# PROBLEM:
Filter the data for "statsSummary" and copy matching lines.

** RECORDS PROVIDED follows **

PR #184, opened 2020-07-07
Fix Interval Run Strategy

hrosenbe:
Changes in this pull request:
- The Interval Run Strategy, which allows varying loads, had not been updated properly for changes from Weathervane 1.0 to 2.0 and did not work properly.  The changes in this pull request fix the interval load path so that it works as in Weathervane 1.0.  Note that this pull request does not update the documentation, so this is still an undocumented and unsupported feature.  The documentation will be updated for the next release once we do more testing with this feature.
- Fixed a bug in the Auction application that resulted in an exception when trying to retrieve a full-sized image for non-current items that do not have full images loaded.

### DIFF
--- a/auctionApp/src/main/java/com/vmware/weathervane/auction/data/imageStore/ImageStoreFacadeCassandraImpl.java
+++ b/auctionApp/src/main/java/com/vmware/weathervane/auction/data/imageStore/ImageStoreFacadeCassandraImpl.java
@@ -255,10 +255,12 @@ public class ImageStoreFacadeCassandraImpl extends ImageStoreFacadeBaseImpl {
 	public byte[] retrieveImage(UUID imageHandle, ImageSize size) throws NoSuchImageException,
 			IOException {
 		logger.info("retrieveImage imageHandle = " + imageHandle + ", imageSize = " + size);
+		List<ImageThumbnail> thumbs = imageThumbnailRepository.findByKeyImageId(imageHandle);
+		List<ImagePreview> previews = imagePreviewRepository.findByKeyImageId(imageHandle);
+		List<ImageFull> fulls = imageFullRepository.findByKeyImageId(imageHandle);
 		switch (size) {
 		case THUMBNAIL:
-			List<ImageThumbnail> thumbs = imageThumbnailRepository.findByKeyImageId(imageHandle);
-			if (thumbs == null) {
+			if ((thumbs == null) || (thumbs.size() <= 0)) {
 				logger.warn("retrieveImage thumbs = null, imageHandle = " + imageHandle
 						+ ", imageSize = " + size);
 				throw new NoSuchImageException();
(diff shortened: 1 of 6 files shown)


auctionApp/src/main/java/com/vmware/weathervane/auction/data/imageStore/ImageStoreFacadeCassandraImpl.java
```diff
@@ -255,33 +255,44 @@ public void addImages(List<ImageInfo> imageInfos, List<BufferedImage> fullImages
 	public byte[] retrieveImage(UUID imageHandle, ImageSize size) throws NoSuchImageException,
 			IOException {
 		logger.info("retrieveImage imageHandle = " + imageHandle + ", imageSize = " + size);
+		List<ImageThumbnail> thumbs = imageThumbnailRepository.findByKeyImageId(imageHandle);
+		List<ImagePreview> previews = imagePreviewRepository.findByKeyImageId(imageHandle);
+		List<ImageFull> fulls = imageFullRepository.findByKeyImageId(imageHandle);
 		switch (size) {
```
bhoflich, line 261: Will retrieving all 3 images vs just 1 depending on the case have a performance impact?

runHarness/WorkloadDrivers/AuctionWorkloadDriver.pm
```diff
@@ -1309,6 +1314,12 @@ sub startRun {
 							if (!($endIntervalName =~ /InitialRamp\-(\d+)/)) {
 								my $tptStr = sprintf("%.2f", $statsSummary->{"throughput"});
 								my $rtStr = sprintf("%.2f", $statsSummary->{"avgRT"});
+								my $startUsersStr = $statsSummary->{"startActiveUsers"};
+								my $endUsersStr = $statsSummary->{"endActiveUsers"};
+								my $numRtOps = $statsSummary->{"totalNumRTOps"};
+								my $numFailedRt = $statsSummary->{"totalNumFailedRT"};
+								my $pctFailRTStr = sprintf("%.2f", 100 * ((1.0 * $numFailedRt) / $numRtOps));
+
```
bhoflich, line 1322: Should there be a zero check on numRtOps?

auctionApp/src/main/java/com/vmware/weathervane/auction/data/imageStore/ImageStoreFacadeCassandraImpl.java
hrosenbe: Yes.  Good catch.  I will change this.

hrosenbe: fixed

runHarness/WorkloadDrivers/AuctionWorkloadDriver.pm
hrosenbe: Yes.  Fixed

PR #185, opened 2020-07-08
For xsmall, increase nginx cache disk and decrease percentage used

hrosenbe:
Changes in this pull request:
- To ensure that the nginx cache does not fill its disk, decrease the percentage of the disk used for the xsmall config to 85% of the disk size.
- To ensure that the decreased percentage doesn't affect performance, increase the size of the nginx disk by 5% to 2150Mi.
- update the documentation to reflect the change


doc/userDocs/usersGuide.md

** End of RECORDS PROVIDED **
** RECORDS PROVIDED follows **

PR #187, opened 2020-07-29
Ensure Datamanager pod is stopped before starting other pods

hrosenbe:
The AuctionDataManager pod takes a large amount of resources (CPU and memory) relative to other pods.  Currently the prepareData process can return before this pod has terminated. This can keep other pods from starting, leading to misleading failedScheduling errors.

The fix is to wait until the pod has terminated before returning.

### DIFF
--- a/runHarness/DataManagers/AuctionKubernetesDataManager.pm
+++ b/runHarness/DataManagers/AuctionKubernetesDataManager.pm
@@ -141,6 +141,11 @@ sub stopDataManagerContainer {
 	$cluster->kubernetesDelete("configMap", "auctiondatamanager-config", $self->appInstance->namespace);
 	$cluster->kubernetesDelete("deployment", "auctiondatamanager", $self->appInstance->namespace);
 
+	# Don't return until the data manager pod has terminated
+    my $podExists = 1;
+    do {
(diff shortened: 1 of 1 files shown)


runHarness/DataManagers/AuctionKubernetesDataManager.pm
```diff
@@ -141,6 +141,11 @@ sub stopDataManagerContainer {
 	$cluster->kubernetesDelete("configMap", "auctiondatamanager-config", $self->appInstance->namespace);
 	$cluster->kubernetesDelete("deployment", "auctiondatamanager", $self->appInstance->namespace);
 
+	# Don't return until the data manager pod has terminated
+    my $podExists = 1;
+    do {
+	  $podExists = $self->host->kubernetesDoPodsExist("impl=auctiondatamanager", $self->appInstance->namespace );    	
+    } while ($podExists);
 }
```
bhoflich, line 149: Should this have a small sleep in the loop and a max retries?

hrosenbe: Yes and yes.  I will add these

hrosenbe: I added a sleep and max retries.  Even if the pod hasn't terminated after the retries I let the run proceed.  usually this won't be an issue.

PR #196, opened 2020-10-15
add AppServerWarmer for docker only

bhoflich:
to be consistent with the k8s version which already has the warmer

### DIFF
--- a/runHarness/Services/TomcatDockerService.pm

** End of RECORDS PROVIDED **

# SOLUTION:
 								my $tptStr = sprintf("%.2f", $statsSummary->{"throughput"});
 								my $rtStr = sprintf("%.2f", $statsSummary->{"avgRT"});
+								my $startUsersStr = $statsSummary->{"startActiveUsers"};
+								my $endUsersStr = $statsSummary->{"endActiveUsers"};
+								my $numRtOps = $statsSummary->{"totalNumRTOps"};
+								my $numFailedRt = $statsSummary->{"totalNumFailedRT"};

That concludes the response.